Enrichment analysis of the genes altered in the RBM8A neighborhood in hepatocellular carcinoma. The bubble diagrams display the enrichment results of the top 50 genes altered in the RBM8A neighborhood in LIHC. (A) Cellular components. (B) Biological processes. (C) Molecular functions. (D) KEGG pathway analysis. (E) KEGG pathway annotations of the ribosome pathway. The red star denotes altered genes.

Figure 5

Genes differentially expressed in correlation with RBM8A in hepatocellular carcinoma (LinkedOmics). (A) A Pearson test was used to analyze correlations between RBM8A and genes differentially expressed in LIHC. (B–C) Heat maps showing genes positively and negatively correlated with RBM8A in LIHC (TOP 50). Red indicates positively correlated genes and green indicates negatively correlated genes.

Figure 6

Significantly enriched GO annotations and KEGG pathways of RBM8A in hepatocellular carcinoma. The significantly enriched GO annotations and KEGG pathways of RBM8A co-expression genes in LIHC were analyzed using GSEA. (A) Cellular components. (B) Biological processes. (C) Molecular functions. (D) KEGG pathway analysis. The blue column represents the LeadingEdgeNum, and the orange represents the false discovery rate (FDR). The FDR from GSEA in the figure is 0. (E) KEGG pathway annotations of the cell cycle pathway.

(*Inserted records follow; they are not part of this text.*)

PR #759, opened 2026-01-30
fix: disable Details button until activity is available

### LINKED ISSUE #673: Error toast "Activity not found"  after Send swipe-to-pay then tap Details in confetti sheet
### Repro
- Send onchain
- Tap on 'Details' fast after the send
- 🔴 Notice error toast

### Remark
AFAICR this button isn't even shown in the react native app. Maybe we should hide it for as long as the activity info isn't yet received, and enable it after a LDK event confirms the payment is recorded in ldk-node's store.

### Media

Image

jvsena42:
Fixes #673

This PR fixes the "Activity not found" error that appeared when tapping the Details button too quickly after sending a payment.

### Description

When sending a payment, the success confetti sheet would show with the Details button enabled before the activity data was fully synced. Tapping Details prematurely would cause an error toast. This fix:

1. Shows the Details button in a disabled state until the activity is available
2. For lightning payments, waits for the `PaymentSuccessful` event to confirm the activity is synced (already implemented)
3. For onchain payments, waits for the activity sync to complete before enabling the button

### Preview

[Screen_recording_20260130_131737.webm](https://github.com/user-attachments/assets/4f4e397f-27d0-4928-a506-5333c313b312)

#### 1. Lightning send - Details button loading state
1. Send a lightning payment
2. Observe the confetti success sheet
3. Tap Details and verify it navigates to the activity detail screen

#### 2. Onchain send - Details button loading state
1. Send an onchain payment
2. Observe the confetti success sheet
3. Verify the Details button shows a disabled state initially
4. Wait for the button to become enabled
5. Tap Details and verify it navigates to the activity detail screen

#### 3. Regression - Close button
1. Send any payment (LN or onchain)
2. Verify the Close button works immediately
3. Verify the sheet can be dismissed normally

### DIFF
--- a/app/src/main/java/to/bitkit/viewmodels/AppViewModel.kt
+++ b/app/src/main/java/to/bitkit/viewmodels/AppViewModel.kt
@@ -1642,11 +1642,8 @@ class AppViewModel @Inject constructor(
                             direction = NewTransactionSheetDirection.SENT,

Red marked nodes are associated with the LeadingEdgeGene.

Figure 7

Protein-protein interaction network of ATR kinase-target networks (GeneMANIA). Protein-protein interaction (PPI) network and functional analysis indicating the gene set that was enriched in the target network of ATR kinases. Different colors of the network edge indicate the bioinformatics methods applied: co-expression, website prediction, pathway, physical interactions and co-localization. The different colors for the network nodes indicate the biological functions of the set of enrichment genes.